Material provided:
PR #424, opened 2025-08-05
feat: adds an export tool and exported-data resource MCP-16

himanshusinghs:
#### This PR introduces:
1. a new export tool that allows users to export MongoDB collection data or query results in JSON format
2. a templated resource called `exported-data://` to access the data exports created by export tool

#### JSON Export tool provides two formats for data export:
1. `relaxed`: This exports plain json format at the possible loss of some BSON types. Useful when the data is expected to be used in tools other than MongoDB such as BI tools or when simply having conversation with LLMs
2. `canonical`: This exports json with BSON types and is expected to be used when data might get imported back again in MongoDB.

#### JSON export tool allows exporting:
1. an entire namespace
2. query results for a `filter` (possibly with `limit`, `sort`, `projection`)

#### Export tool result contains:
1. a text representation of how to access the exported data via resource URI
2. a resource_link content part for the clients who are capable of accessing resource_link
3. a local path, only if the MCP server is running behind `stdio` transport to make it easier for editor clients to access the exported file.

About this exercise: All of the records are to be reproduced exactly as they were given.

Expected answer:
PR #424, opened 2025-08-05
feat: adds an export tool and exported-data resource MCP-16

himanshusinghs:
#### This PR introduces:
1. a new export tool that allows users to export MongoDB collection data or query results in JSON format
2. a templated resource called `exported-data://` to access the data exports created by export tool

#### JSON Export tool provides two formats for data export:
1. `relaxed`: This exports plain json format at the possible loss of some BSON types. Useful when the data is expected to be used in tools other than MongoDB such as BI tools or when simply having conversation with LLMs
2. `canonical`: This exports json with BSON types and is expected to be used when data might get imported back again in MongoDB.

#### JSON export tool allows exporting:
1. an entire namespace
2. query results for a `filter` (possibly with `limit`, `sort`, `projection`)

#### Export tool result contains:
1. a text representation of how to access the exported data via resource URI
2. a resource_link content part for the clients who are capable of accessing resource_link
3. a local path, only if the MCP server is running behind `stdio` transport to make it easier for editor clients to access the exported file.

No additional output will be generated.